Palm oil imports by China, the second-biggest buyer, are poised for the slowest expansion in three years, at a time when record production fuels a global glut, a Bloomberg News survey shows. Prices fell.
Inbound shipments in the 12 months that began Oct. 1 are likely to remain about the same as the 6.6 million metric tons bought last year, according to the median seven estimates from researchers and traders in China. Two forecast growth and one projected a decline.
Rising purchases of soybeans that are crushed to produce feed meal for China’s growing livestock herds are also boosting the nation’s vegetable oil output, at the expense of palm from exporters including Indonesia and Malaysia, Leon Xia, an analyst at Shanghai JC Intelligence Co., said yesterday. The U.S. Department of Agriculture forecasts inventories to reach a record in 2013-2014.
“China’s demand for cooking oil has stabilized, even as soybean imports continue to grow to satisfy the need for protein feed for livestock,” Liu Xianwu, the general manager of Beijing-based researcher China Cereals & Oils Business Net, said yesterday. “There’s steady demand for the cheaper palm oil, but fundamentally it’s not changing much.”

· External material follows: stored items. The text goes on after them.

PR #2035, opened 2020-04-30
Applications: TextEditor INI file syntax highlighter

asliturk:
INI file syntax highlighter for TextEditor and new 32px icons.


nvella:
Love the icons 😁 Clear inspiration from 9x/XP

PR #2036, opened 2020-05-01
LibGUI: File picker and manager

BenWiederhake:
Many small consistency changes, most notably:
- Fix GUI elements that didn't get initialized properly (several very small commits)
- Rename ItemView to IconView, because the hover text says "Icon View" (one very large commit)

### DIFF
--- a/Libraries/LibGUI/AbstractView.h
+++ b/Libraries/LibGUI/AbstractView.h
@@ -34,7 +34,6 @@ namespace GUI {
 
 class AbstractView : public ScrollableWidget {
     C_OBJECT_ABSTRACT(AbstractView)
-    friend class Model;
 
 public:
     void set_model(RefPtr<Model>);
--- a/Libraries/LibGUI/MultiView.cpp
+++ b/Libraries/LibGUI/MultiView.cpp
@@ -106,9 +106,9 @@ MultiView::MultiView()
             on_drop(index, event);
     };
 #endif
-    set_view_mode(ViewMode::Icon);
 
     build_actions();
+    set_view_mode(ViewMode::Icon);
 }
 
 MultiView::~MultiView()
@@ -123,16 +123,19 @@ void MultiView::set_view_mode(ViewMode mode)
     update();
     if (mode == ViewMode::Table) {
         set_active_widget(m_table_view);
+        m_view_as_table_action->set_checked(true);
         return;
     }
 #ifdef MULTIVIEW_WITH_COLUMNSVIEW
     if (mode == ViewMode::Columns) {
         set_active_widget(m_columns_view);
+        m_view_as_columns_action->set_checked(true);
         return;
     }
 #endif
     if (mode == ViewMode::Icon) {
         set_active_widget(m_icon_view);
+        m_view_as_icons_action->set_checked(true);
         return;
     }
     ASSERT_NOT_REACHED();
--- a/Libraries/LibGUI/MultiView.cpp
+++ b/Libraries/LibGUI/MultiView.cpp
@@ -40,14 +40,14 @@ MultiView::MultiView()
 {
     set_active_widget(nullptr);
     set_content_margins({ 2, 2, 2, 2 });
-    m_item_view = add<ItemView>();
+    m_icon_view = add<IconView>();
     m_table_view = add<TableView>();
 
 #ifdef MULTIVIEW_WITH_COLUMNSVIEW
     m_columns_view = add<ColumnsView>();
 #endif
 
-    m_item_view->on_activation = [&](auto& index) {
+    m_icon_view->on_activation = [&](auto& index) {
         if (on_activation)
             on_activation(index);
     };
@@ -66,7 +66,7 @@ MultiView::MultiView()
         if (on_selection_change)
             on_selection_change();
     };
-    m_item_view->on_selection_change = [this] {
+    m_icon_view->on_selection_change = [this] {
         if (on_selection_change)
             on_selection_change();
     };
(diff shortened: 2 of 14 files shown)


Libraries/LibGUI/AbstractView.h
```diff
@@ -34,7 +34,7 @@ namespace GUI {
 
 class AbstractView : public ScrollableWidget {
     C_OBJECT_ABSTRACT(AbstractView)
-    friend class Model;
+    //friend class Model;
```
zlotny, line 37: Just nitpicking but in CONTRIBUTING.md it's advised not to include commented out code.

```suggestion
```

Libraries/LibGUI/FilePicker.h
```diff
@@ -74,7 +74,7 @@ class FilePicker final : public Dialog {
     RefPtr<Label> m_preview_image_label;
     RefPtr<Label> m_preview_name_label;
     RefPtr<Label> m_preview_geometry_label;
-    Mode m_mode { Mode::Open };
+    Mode m_mode;
```
awesomekling, line 77: Let's always prefer initialization at the declaration instead of at construction.
Otherwise there is a time window where the value is uninitialized and it's nicer if we can just avoid that.

Libraries/LibGUI/AbstractView.h
awesomekling: Indeed, just remove it :)

Libraries/LibGUI/MultiView.cpp
```diff
@@ -106,9 +106,9 @@ MultiView::MultiView()
             on_drop(index, event);
     };
 #endif
-    set_view_mode(ViewMode::Icon);
 
     build_actions();
+    m_view_as_icons_action->set_checked(true);
```
awesomekling, line 111: Why was `set_view_mode(ViewMode::Icon)` not making the button checked?
I think this change worsens code readability, as we are replacing a high-level operation ("go into icon view mode") with a low-level operation ("change the checked state of this specific button") so it's less obvious that everything will be set up correctly afterwards.

Libraries/LibGUI/AbstractView.h
BenWiederhake: Oh! I thought I did that, but apparently forgot. Will do!

Libraries/LibGUI/MultiView.cpp
BenWiederhake: Good point.

`m_view_as_icons_action->set_checked` calls `set_view_mode`. Meanwhile, `set_view_mode` is a public method, and can be called from the outside.
So I guess the best way around this is calling `action->set_checked()` from `set_view_mode`, and stopping the recursion by this already existing snippet in `set_view_mode`:
```
    if (m_view_mode == mode)
        return;
    m_view_mode = mode;
```

What do you think about that?

BenWiederhake: Fun fact: FileManager also initializes its state by calling [`action->set_checked(true);`](https://github.com/SerenityOS/serenity/blob/46b79eaad9389e438d99bc06e5beca4408abb089/Applications/FileManager/main.cpp#L837)

BenWiederhake:
I implemented all suggestions, thanks! My code for [`set_checked`](https://github.com/SerenityOS/serenity/pull/2036#discussion_r418526095) works, but if you have a better idea let me hear it :).

I know that extending a PR after the first submission is a bit sneaky, but I believe the new commits are close enough to be in scope. If you wish I can also create a new PR for these:
- DisplaySettings: Don't crash after 'pape'
- LibGUI: Fix off-by-one in TextEditor
- LibGUI: The UI calls it 'Table view', fix the name in the code

Libraries/LibGUI/MultiView.cpp
```diff
@@ -117,22 +117,27 @@ MultiView::~MultiView()
 
 void MultiView::set_view_mode(ViewMode mode)
 {
+    // This method recursively calls itself through `action->set_checked`.
+    // The following check is not just for optimization; it prevents an infinite loop.
```
awesomekling, line 121: FWIW this pattern is prevalent throughout the codebase, so it's not unique here :)

BenWiederhake:
> The off-by-one fixed is in ScrollableWidget, not TextEditor like the commit message says.

This was intentional, but I see how the commit message is confusing. I'll reword it.

BenWiederhake:
Changes since your last comment:
- The `set_view_mode` thing didn't actually work, since the call from the constructor was ignored. I agree that calling `action->set_checked` directly is bad, because then `set_active_widget` is skipped. Currently this is not necessary due to unrelated reasons, but I don't like to rely on "it happens to do the right thing". So I introduced a new argument to "force" `set_active_widget` to do an update.
- Fix commits that accidentally got squashed (grmpf)
- Reworded the ScrollableWidget fix
- New feature: sort FilePicker by name instead of "unpredictable inode"

I think that's finally it ^^'

BenWiederhake:
Reworded and rebased.

Libraries/LibGUI/MultiView.cpp
```diff
@@ -106,33 +106,42 @@ MultiView::MultiView()
             on_drop(index, event);
     };
 #endif
-    set_view_mode(ViewMode::Icon);
 
     build_actions();
+    // `m_view_mode` already is ViewMode::Icon. See `set_view_mode`.
+    set_view_mode(ViewMode::Icon, Update::Force);
```
awesomekling, line 112: Let's just start `m_view_mode` with `ViewMode::Invalid`. Then you won't need this awkward forced update logic :)

BenWiederhake: I don't think it's awkward, but I changed it.

BenWiederhake:
Changed and rebased.

With the current flurry of activity you probably have to rebase it again anyway, so I hope it's not an issue that I rebased before the latest commit on master (3331098). I believe that commit is incomplete and needs a bit more love :)

PR #2038, opened 2020-05-01
LibJS: String.prototype.lastIndexOf

kessejones:
Added lastIndexOf in String.prototype. :)

### DIFF
--- a/Libraries/LibJS/Runtime/StringPrototype.cpp
+++ b/Libraries/LibJS/Runtime/StringPrototype.cpp
@@ -81,6 +81,7 @@ StringPrototype::StringPrototype()
     put_native_function("substring", substring, 2, attr);
     put_native_function("includes", includes, 1, attr);
     put_native_function("slice", slice, 2, attr);
+    put_native_function("lastIndexOf", last_index_of, 1, attr);
 }
 
 StringPrototype::~StringPrototype()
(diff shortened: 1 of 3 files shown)


Libraries/LibJS/Tests/String.prototype.lastIndexOf.js
```diff
@@ -0,0 +1,27 @@
...
+    assert("".lastIndexOf("", -1) === 0);
+    assert("hello friends serenity".lastIndexOf("h", 10) === 0);
+    assert("hello friends serenity".lastIndexOf("l", 4) === 3);
+    assert("hello friends serenity".lastIndexOf("s", 13) === 12);
+    assert("hello".lastIndexOf("serenity") === -1);
+
+    console.log("PASS");
+} catch (err) {
+    console.log("FAIL: " + err);
+}
```
awesomekling, line 27: Please configure your editor to add a newline at the end of files.

Libraries/LibJS/Runtime/StringPrototype.cpp
```diff
@@ -425,4 +426,37 @@ Value StringPrototype::slice(Interpreter& interpreter)
...
+            from_index = 0;
+        if (from_index > max_index)
+            from_index = max_index;
+    }
+
+    for (ssize_t i = from_index; i >= 0; --i) {
+        auto part_view = string.substring_view(i, search_string.length());
+        if (part_view == search_string)
+            return Value((i32)i);
+    }
```
awesomekling, line 457: Definitely not the fastest backward string search algorithm in the world, but I suppose it will be ok for now. It's always nice to leave performance opportunities for our future selves to find :)

kessejones: Not really, but that's what I was able to think for now. :)

PR #2042, opened 2020-05-01
LibJS: Implement console.count() and console.countReset()

emanuele6:
count: https://developer.mozilla.org/en-US/docs/Web/API/Console/count
countReset: https://developer.mozilla.org/en-US/docs/Web/API/Console/countReset


emanuele6:
`m_counters` should live in the interpreter (maybe with the name of `m_console_counters`), to avoid this problem:

```js
var lol = console
console = 2
lol.count()
```

I'll fix it now, please excuse the PR spam, I'll try to avoid it next time.

PR #2047, opened 2020-05-01
LibJS: Implement most of the Reflect object

linusg:
https://developer.mozilla.org/en-US/docs/Web/JavaScript/Reference/Global_Objects/Reflect

A few FIXMEs here and there, but I think this is a good start :^)

### DIFF
--- a/Libraries/LibJS/AST.cpp
+++ b/Libraries/LibJS/AST.cpp
@@ -1087,11 +1087,17 @@ PropertyName MemberExpression::computed_property_name(Interpreter& interpreter) 
     auto index = m_property->execute(interpreter);
     if (interpreter.exception())
         return {};
+
     ASSERT(!index.is_empty());
-    // FIXME: What about non-integer numbers tho.
-    if (index.is_number() && index.to_i32() >= 0)
-        return PropertyName(index.to_i32());
-    return PropertyName(index.to_string());
+
+    if (!index.to_number().is_finite_number())
+        return PropertyName(index.to_string());
+
+    auto index_as_double = index.to_double();
+    if (index_as_double < 0 || (i32)index_as_double != index_as_double)
+        return PropertyName(index.to_string());
+
+    return PropertyName(index.to_i32());
 }
 
 String MemberExpression::to_string_approximation() const
--- a/Libraries/LibJS/Runtime/Object.cpp
+++ b/Libraries/LibJS/Runtime/Object.cpp
@@ -272,6 +272,12 @@ Value Object::get_by_index(i32 property_index) const
 
     const Object* object = this;
     while (object) {
+        if (is_string_object()) {
+            auto& string = static_cast<const StringObject*>(this)->primitive_string().string();
+            if (property_index < (i32)string.length())
+                return js_string(heap(), string.substring(property_index, 1));
+            return js_undefined();
+        }
         if (static_cast<size_t>(property_index) < object->m_elements.size()) {
             auto value = object->m_elements[property_index];
             if (value.is_empty())
@@ -397,6 +403,8 @@ bool Object::has_own_property(const FlyString& property_name) const
     bool ok;
     i32 property_index = property_name.to_int(ok);
     if (ok && property_index >= 0) {
+        if (is_string_object())
+            return property_index < (i32)static_cast<const StringObject*>(this)->primitive_string().string().length();
         if (static_cast<size_t>(property_index) >= m_elements.size())
             return false;
         return !m_elements[property_index].is_empty();
--- a/Libraries/LibJS/Runtime/Object.cpp
+++ b/Libraries/LibJS/Runtime/Object.cpp
@@ -177,7 +177,7 @@ void Object::set_shape(Shape& new_shape)
     m_shape = &new_shape;
 }
 
-void Object::put_own_property(Object& this_object, const FlyString& property_name, u8 attributes, Value value, PutOwnPropertyMode mode)
+bool Object::put_own_property(Object& this_object, const FlyString& property_name, u8 attributes, Value value, PutOwnPropertyMode mode)
 {
     auto metadata = shape().lookup(property_name);
     bool new_property = !metadata.has_value();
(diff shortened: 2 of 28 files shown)


Libraries/LibJS/Runtime/ReflectObject.cpp
```diff
@@ -0,0 +1,247 @@
...
+    if (!target)
+        return {};
+    return target->get_own_properties(*target, GetOwnPropertyMode::Key);
+}
+
+Value ReflectObject::prevent_extensions(Interpreter&)
+{
+    // FIXME: Implement me :^)
+    ASSERT_NOT_REACHED();
+}
```
linusg, line 216: This is probably as simple as adding a flag to the `JS::Object` class, but I'll leave that for another day.

Libraries/LibJS/Runtime/Value.cpp
```diff
@@ -183,6 +183,16 @@ double Value::to_double() const
...
 }
 
+size_t Value::to_size() const
+{
+    if (is_empty())
+        return 0;
+    auto number = to_number();
+    if (number.is_nan() || number.as_double() <= 0)
+        return 0;
+    return min(number.to_i32(), (i32)pow(2, 53) - 1);
```
awesomekling, line 193: Does the compiler recognize `pow(2, 53)` and constant-fold it? If not, we should use a constant here instead of making a call to `pow()` every time.

Also, `to_size()` feels a bit ambiguous since `Size` is commonly used in the codebase to refer to a width+height tuple. How about we call it `to_size_t()` instead?

Libraries/LibJS/AST.cpp
```diff
@@ -1088,8 +1088,7 @@ PropertyName MemberExpression::computed_property_name(Interpreter& interpreter)
     if (interpreter.exception())
         return {};
     ASSERT(!index.is_empty());
-    // FIXME: What about non-integer numbers tho.
-    if (index.is_number() && index.to_i32() >= 0)
+    if (index.to_number().is_finite_number() && (i32)index.to_double() == index.to_i32() && index.to_i32() >= 0)
```
awesomekling, line 1091: There's a lot of coercion hiding behind these calls. Perhaps we should coerce to number only once?

Libraries/LibJS/Runtime/Object.cpp
```diff
@@ -272,6 +302,12 @@ Value Object::get_by_index(i32 property_index) const
 
     const Object* object = this;
     while (object) {
+        if (is_string_object()) {
+            auto& string = static_cast<const StringObject*>(this)->primitive_string().string();
+            if (property_index < (i32)string.length())
+                return js_string(heap(), string.substring(property_index, 1));
+            return js_undefined();
+        }
```
awesomekling, line 310: Suddenly implementing indexed access to `StringObject` in the middle of an unrelated patch huh? ;)

Libraries/LibJS/Runtime/ObjectConstructor.cpp
```diff
@@ -108,47 +108,23 @@ Value ObjectConstructor::set_prototype_of(Interpreter& interpreter)
 
 Value ObjectConstructor::get_own_property_descriptor(Interpreter& interpreter)
 {
-    if (interpreter.argument_count() < 2)
```
awesomekling, line 111: What happens if we call `getOwnPropertyDescriptor()` with zero or one argument?

Libraries/LibJS/Runtime/ReflectObject.cpp
awesomekling: I think we can transition to a different `Shapé` and share the shape between all otherwise similar objects that have done a `preventExtensions()` :)

Libraries/LibJS/Runtime/Object.cpp
linusg: yeah, this belongs in a separate commit. very desperately wanted to get all the tests (I partially wrote beforehand) to pass :smile:

Libraries/LibJS/Runtime/Value.cpp
linusg: > Does the compiler recognize pow(2, 53) and constant-fold it? If not, we should use a constant here instead of making a call to pow() every time.

No idea, so I'll go with a constant number :)

> Also, to_size() feels a bit ambiguous since Size is commonly used in the codebase to refer to a width+height tuple. How about we call it to_size_t() instead?

agreed!

linusg:
Thanks for the review @awesomekling!

> I feel like we're being pretty sloppy about interpreter.arguments(i).something() where arguments(i) returns an empty value and something() will choke in one way or another. It's not exclusive to this patch, but it does add more of it. Would be good to find a pattern where we take care of this issue elegantly and concisely up-front in functions.

Huh - I was assuming `arguments(i)` would never return an empty value, unless we push an empty Value to the call frame's arguments internally - but why would we do that? Is there any situation where an empty value is a legitimate argument to a function - if now, how about this?

```
Value argument(size_t index) const
{
    if (m_call_stack.is_empty())
        return {};
    auto& arguments = m_call_stack.last().arguments;
	if (index < arguments.size())
		return js_undefined();
	auto value = arguments[index];
    if (value.is_empty())
		return js_undefined();
    return value;
}
```

Because unless there's a compelling reason to allow empty value arguments, manually handling empty values in each function using `arguments(i)` would be a massive pain in the ass.

Libraries/LibJS/Runtime/ObjectConstructor.cpp
linusg: - Zero: First argument (`target`) is `undefined` and the function throws `Uncaught exception: [TypeError]: First argument of Reflect.getOwnPropertyDescriptor() must be an object`
- One: Depends. Second argument (the property name) is `undefined` and will be stringified - so `"undefined"`
  So:
  - `Reflect.getOwnPropertyDescriptor({})` - `undefined`
  - `Reflect.getOwnPropertyDescriptor({ undefined: 123 })` - `{ "value": 123, "writable": true, "enumerable": true, "configurable": true }`
  - `Reflect.getOwnPropertyDescriptor("foo")` - `Uncaught exception: [TypeError]: First argument of Reflect.getOwnPropertyDescriptor() must be an object`

That's valid and even tested in the tests :)

awesomekling:
Oh wait lol, `argument(i)` returns undefined for out-of-range arguments. Never mind :)

PR #2058, opened 2020-05-02
Terminal: Add config for startup command

shannonbooth:
This is useful when working on a program as you can put the command into
the config file, instead of having to type it up each time on boot.


bugaevc:
I'd rather put it into my SystemServer config in that case. But I guess Terminal command customization can also be useful for... something, like maybe immediately telnet'ing to a different host.

PR #2062, opened 2020-05-02
16 connections should be enough for anybody

bugaevc:


awesomekling:
Countdown to "32 connections should be enough for everybody" starts now

bugaevc:
We have (counts) 10 autostarted WS clients now, so we should be safe for another half a year or so. Then we can add the option, bump WS to like 64, and leave the rest at 5.

PR #2063, opened 2020-05-02
js: Ignore property attributes for completion

linusg:
Only being able to complete enumerable properties is annoying, especially since we updated everything to use the correct attributes.

Most standard built-in objects are *not* enumerable.

- `A<tab>` - expecting `Array`, nothing happens.
- `B<tab>` - expecting `Boolean`, nothing happens.
- `c<tab>` - expecting `console`, nothing happens.
- ...
- `O<tab>` - expecting `Object`, nothing happens.


awesomekling:
Definitely better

Palm oil for delivery in January fell for the first time in three days on Bursa Malaysia Derivatives, declining as much as 0.3 percent and traded at 2,434 ringgit ($766) at 1:29 p.m. in Kuala Lumpur. Futures, which closed at the highest price since Sept. 6. yesterday, dropped 5.6 percent in the last 12 months as output increased in Indonesia and Malaysia, the biggest producers.
The USDA estimates Indonesia’s production at a record 31 million tons for 2013-2014. World output will advance 5 percent to 58.1 million tons, boosting stockpiles by 17 percent to an all-time high of 9.2 million tons, according to the agency.
“Malaysian palm oil is quite dependent on exports to China,” said Arhnue Tan, an analyst with Alliance Investment Bank Bhd. “If there is any slowing of exports, that could mean a build-up of supplies in Malaysia.”
Imports of soybeans by China in the 12 months that started Oct. 1 will probably expand 8.3 percent to 65 million tons, yielding an additional 1 million tons of oil, Liu said.
Soybeans for delivery in January lost 0.4 percent to $12.96 a bushel on the Chicago Board of Trade, while soybean oil for December fell 0.4 percent to 41.50 cents a pound.
China is the biggest importer of soybeans. It’s ranked No. 2 in palm oil purchases behind India.